Segment Start: ENTRIES PROVIDED

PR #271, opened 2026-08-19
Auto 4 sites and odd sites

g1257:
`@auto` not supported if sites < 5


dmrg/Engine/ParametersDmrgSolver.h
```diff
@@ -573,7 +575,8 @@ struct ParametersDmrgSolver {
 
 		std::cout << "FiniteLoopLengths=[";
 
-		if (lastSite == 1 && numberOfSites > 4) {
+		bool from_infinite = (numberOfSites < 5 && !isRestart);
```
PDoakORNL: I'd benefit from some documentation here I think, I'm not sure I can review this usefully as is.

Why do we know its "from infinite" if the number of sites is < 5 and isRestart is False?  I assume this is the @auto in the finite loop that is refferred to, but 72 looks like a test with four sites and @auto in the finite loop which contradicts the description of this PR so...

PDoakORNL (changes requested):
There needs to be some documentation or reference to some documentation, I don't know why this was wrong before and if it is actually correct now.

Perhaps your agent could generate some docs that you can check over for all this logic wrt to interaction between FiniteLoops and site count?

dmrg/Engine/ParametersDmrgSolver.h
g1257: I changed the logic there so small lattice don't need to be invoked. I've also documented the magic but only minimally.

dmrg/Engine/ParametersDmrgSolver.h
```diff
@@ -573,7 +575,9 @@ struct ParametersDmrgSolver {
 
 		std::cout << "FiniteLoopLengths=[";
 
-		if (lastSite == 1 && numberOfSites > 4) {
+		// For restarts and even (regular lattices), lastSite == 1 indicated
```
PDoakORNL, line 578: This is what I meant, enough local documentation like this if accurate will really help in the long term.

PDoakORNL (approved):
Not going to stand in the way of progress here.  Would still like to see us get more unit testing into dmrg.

Segment End: ENTRIES PROVIDED

◆ TASK GOAL ◆
How many lines in the entries above hold the string "PDoakORNL"? Answer with the number and nothing more.

◆ ANSWER SECTION ◆
4